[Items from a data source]
□ □ □ □ □

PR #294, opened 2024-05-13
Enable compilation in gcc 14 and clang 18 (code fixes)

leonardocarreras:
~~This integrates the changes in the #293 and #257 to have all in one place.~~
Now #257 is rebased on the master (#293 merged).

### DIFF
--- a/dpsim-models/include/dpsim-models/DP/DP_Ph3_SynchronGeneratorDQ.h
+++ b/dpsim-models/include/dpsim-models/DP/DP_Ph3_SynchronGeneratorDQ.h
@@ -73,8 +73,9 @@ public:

□ □ □ □ □

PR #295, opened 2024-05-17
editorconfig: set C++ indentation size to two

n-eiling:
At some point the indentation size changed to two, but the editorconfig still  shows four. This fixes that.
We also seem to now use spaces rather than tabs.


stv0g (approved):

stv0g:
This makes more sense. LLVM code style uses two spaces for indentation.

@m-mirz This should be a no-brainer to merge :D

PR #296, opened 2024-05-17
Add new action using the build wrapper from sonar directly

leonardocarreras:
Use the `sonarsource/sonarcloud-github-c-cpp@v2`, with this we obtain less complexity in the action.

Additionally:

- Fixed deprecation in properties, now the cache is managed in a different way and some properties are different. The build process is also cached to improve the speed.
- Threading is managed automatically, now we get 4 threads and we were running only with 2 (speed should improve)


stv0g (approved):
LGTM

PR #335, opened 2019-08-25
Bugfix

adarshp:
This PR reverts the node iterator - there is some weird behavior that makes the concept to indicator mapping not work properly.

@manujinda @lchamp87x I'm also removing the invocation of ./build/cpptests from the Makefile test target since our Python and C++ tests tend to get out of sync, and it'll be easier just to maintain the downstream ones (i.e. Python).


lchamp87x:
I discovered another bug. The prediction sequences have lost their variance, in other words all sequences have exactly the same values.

□ □ □ □ □

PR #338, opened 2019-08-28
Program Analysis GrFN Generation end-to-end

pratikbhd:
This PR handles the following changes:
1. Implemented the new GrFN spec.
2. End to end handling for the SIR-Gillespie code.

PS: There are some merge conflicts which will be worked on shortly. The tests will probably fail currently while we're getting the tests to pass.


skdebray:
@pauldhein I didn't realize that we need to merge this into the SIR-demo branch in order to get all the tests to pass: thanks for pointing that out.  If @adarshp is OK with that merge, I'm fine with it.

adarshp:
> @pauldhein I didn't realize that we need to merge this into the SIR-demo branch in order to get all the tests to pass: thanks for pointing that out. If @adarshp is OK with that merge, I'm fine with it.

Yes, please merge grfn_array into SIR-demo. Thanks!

□ □ □ □ □

**TRY IT**:
Output the lines of the records above exactly as they appear, from the line containing "Add new action" through the line containing "This PR reverts".

**RESPONSE FOR THIS EXERCISE**:
Add new action using the build wrapper from sonar directly

leonardocarreras:
Use the `sonarsource/sonarcloud-github-c-cpp@v2`, with this we obtain less complexity in the action.

Additionally:

- Fixed deprecation in properties, now the cache is managed in a different way and some properties are different. The build process is also cached to improve the speed.
- Threading is managed automatically, now we get 4 threads and we were running only with 2 (speed should improve)


stv0g (approved):
LGTM

PR #335, opened 2019-08-25
Bugfix

adarshp:
This PR reverts the node iterator - there is some weird behavior that makes the concept to indicator mapping not work properly.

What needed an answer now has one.